_Available records_.

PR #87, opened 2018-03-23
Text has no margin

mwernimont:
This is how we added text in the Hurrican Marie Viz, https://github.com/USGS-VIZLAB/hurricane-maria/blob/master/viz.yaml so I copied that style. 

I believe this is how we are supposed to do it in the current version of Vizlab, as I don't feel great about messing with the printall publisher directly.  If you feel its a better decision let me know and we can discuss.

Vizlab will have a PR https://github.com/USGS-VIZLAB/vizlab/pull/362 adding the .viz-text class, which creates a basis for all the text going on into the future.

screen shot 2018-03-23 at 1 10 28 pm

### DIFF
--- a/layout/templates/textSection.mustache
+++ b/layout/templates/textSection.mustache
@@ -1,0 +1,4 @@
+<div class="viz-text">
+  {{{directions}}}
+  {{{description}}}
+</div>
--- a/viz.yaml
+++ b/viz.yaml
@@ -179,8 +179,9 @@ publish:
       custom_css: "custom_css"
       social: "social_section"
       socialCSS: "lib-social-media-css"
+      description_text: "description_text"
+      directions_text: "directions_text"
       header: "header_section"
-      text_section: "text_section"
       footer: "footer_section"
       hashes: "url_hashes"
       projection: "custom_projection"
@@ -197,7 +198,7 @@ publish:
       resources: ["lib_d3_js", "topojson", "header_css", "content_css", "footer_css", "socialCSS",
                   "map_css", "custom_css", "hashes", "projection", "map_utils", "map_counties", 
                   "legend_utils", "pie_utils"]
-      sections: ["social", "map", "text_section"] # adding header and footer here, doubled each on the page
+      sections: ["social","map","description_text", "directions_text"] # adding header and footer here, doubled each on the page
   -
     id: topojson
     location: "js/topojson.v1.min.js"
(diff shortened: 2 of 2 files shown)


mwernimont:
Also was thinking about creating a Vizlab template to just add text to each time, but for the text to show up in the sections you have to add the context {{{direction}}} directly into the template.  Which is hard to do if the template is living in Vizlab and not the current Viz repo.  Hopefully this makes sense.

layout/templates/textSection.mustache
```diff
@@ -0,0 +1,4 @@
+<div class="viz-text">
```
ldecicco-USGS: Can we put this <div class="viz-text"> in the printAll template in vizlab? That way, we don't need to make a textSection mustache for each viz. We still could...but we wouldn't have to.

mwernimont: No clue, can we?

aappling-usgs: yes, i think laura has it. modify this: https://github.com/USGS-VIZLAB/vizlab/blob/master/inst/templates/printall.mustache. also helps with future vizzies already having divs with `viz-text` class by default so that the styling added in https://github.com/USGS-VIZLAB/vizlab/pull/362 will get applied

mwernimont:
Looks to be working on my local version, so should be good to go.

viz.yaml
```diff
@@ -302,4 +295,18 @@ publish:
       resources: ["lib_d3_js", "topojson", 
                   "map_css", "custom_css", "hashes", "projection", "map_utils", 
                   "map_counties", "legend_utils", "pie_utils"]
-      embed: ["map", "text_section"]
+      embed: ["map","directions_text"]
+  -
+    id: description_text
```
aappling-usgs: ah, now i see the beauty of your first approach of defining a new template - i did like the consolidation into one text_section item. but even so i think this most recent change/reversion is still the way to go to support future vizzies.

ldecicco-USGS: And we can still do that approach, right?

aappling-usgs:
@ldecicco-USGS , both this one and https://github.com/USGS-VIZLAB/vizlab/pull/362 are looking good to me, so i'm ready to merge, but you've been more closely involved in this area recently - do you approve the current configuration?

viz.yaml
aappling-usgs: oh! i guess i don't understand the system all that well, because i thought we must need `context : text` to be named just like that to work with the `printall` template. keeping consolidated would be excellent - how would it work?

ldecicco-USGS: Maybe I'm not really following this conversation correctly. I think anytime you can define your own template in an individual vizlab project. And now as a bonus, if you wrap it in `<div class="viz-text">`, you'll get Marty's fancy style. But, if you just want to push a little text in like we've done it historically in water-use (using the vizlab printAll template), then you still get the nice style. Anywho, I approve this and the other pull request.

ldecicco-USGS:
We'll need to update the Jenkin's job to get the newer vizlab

_What you need to do_. Repeat each record in full; every line must match exactly.

_Solution below_.
PR #87, opened 2018-03-23
Text has no margin

mwernimont:
This is how we added text in the Hurrican Marie Viz, https://github.com/USGS-VIZLAB/hurricane-maria/blob/master/viz.yaml so I copied that style. 

I believe this is how we are supposed to do it in the current version of Vizlab, as I don't feel great about messing with the printall publisher directly.  If you feel its a better decision let me know and we can discuss.

Vizlab will have a PR https://github.com/USGS-VIZLAB/vizlab/pull/362 adding the .viz-text class, which creates a basis for all the text going on into the future.

screen shot 2018-03-23 at 1 10 28 pm

### DIFF
--- a/layout/templates/textSection.mustache
+++ b/layout/templates/textSection.mustache
@@ -1,0 +1,4 @@
+<div class="viz-text">
+  {{{directions}}}
+  {{{description}}}
+</div>
--- a/viz.yaml
+++ b/viz.yaml
@@ -179,8 +179,9 @@ publish:
       custom_css: "custom_css"
       social: "social_section"
       socialCSS: "lib-social-media-css"
+      description_text: "description_text"
+      directions_text: "directions_text"
       header: "header_section"
-      text_section: "text_section"
       footer: "footer_section"
       hashes: "url_hashes"
       projection: "custom_projection"
@@ -197,7 +198,7 @@ publish:
       resources: ["lib_d3_js", "topojson", "header_css", "content_css", "footer_css", "socialCSS",
                   "map_css", "custom_css", "hashes", "projection", "map_utils", "map_counties", 
                   "legend_utils", "pie_utils"]
-      sections: ["social", "map", "text_section"] # adding header and footer here, doubled each on the page
+      sections: ["social","map","description_text", "directions_text"] # adding header and footer here, doubled each on the page
   -
     id: topojson
     location: "js/topojson.v1.min.js"
(diff shortened: 2 of 2 files shown)


mwernimont:
Also was thinking about creating a Vizlab template to just add text to each time, but for the text to show up in the sections you have to add the context {{{direction}}} directly into the template.  Which is hard to do if the template is living in Vizlab and not the current Viz repo.  Hopefully this makes sense.

layout/templates/textSection.mustache
```diff
@@ -0,0 +1,4 @@
+<div class="viz-text">
```
ldecicco-USGS: Can we put this <div class="viz-text"> in the printAll template in vizlab? That way, we don't need to make a textSection mustache for each viz. We still could...but we wouldn't have to.

mwernimont: No clue, can we?

aappling-usgs: yes, i think laura has it. modify this: https://github.com/USGS-VIZLAB/vizlab/blob/master/inst/templates/printall.mustache. also helps with future vizzies already having divs with `viz-text` class by default so that the styling added in https://github.com/USGS-VIZLAB/vizlab/pull/362 will get applied

mwernimont:
Looks to be working on my local version, so should be good to go.

viz.yaml
```diff
@@ -302,4 +295,18 @@ publish:
       resources: ["lib_d3_js", "topojson", 
                   "map_css", "custom_css", "hashes", "projection", "map_utils", 
                   "map_counties", "legend_utils", "pie_utils"]
-      embed: ["map", "text_section"]
+      embed: ["map","directions_text"]
+  -
+    id: description_text
```
aappling-usgs: ah, now i see the beauty of your first approach of defining a new template - i did like the consolidation into one text_section item. but even so i think this most recent change/reversion is still the way to go to support future vizzies.

ldecicco-USGS: And we can still do that approach, right?

aappling-usgs:
@ldecicco-USGS , both this one and https://github.com/USGS-VIZLAB/vizlab/pull/362 are looking good to me, so i'm ready to merge, but you've been more closely involved in this area recently - do you approve the current configuration?

viz.yaml
aappling-usgs: oh! i guess i don't understand the system all that well, because i thought we must need `context : text` to be named just like that to work with the `printall` template. keeping consolidated would be excellent - how would it work?

ldecicco-USGS: Maybe I'm not really following this conversation correctly. I think anytime you can define your own template in an individual vizlab project. And now as a bonus, if you wrap it in `<div class="viz-text">`, you'll get Marty's fancy style. But, if you just want to push a little text in like we've done it historically in water-use (using the vizlab printAll template), then you still get the nice style. Anywho, I approve this and the other pull request.

ldecicco-USGS:
We'll need to update the Jenkin's job to get the newer vizlab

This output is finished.